### Your goal
Go through the entries below and work out how many lines include "padding"; give only that number.

Dataset entries:
BEGIN

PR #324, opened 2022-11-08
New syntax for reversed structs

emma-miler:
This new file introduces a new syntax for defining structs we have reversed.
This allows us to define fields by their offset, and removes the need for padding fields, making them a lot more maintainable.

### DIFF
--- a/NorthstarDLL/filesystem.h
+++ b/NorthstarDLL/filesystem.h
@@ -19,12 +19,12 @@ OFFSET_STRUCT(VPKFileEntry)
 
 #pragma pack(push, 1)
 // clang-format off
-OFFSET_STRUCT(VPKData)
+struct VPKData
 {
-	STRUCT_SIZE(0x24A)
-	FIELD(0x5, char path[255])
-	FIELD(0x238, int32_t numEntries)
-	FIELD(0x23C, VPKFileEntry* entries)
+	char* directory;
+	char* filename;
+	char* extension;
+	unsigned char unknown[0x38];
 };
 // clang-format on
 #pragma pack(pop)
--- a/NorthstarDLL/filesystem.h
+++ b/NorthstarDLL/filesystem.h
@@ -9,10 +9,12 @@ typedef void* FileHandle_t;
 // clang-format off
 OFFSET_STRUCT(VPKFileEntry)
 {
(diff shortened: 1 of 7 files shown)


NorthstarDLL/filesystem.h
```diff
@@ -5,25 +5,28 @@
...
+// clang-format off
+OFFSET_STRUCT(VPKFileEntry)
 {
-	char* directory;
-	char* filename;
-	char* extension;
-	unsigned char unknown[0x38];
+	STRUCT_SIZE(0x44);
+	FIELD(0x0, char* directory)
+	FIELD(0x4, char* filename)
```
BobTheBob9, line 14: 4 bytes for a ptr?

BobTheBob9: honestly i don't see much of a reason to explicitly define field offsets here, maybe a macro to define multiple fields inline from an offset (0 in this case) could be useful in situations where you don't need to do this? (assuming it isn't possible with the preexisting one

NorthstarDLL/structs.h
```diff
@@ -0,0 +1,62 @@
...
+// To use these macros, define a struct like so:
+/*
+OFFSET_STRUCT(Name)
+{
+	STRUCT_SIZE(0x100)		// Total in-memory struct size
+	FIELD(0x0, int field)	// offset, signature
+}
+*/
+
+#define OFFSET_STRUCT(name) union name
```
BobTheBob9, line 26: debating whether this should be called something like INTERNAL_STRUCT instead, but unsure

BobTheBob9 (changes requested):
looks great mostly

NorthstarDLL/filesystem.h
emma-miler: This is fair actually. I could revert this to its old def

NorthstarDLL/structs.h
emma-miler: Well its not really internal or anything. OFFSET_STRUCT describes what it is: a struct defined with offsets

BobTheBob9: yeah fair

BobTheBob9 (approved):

END
BEGIN

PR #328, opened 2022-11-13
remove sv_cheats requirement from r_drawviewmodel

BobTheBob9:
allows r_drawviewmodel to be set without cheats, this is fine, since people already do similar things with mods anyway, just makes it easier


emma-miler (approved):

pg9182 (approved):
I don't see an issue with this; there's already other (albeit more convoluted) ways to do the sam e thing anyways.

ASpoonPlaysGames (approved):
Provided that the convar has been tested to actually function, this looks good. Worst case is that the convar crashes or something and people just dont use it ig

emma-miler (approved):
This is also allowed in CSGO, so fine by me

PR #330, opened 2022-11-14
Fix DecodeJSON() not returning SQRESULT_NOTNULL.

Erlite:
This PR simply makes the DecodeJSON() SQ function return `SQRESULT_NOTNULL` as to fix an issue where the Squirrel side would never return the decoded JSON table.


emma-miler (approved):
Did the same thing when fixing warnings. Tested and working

END
BEGIN

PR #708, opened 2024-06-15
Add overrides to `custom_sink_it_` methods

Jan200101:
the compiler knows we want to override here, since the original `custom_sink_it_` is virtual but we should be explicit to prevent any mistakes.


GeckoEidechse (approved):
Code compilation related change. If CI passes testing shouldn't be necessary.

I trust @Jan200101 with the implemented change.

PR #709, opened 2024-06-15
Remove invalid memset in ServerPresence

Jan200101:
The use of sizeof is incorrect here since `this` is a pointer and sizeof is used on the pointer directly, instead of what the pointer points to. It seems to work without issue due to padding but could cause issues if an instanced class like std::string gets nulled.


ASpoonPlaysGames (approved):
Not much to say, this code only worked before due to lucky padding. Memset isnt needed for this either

END

### Response area
3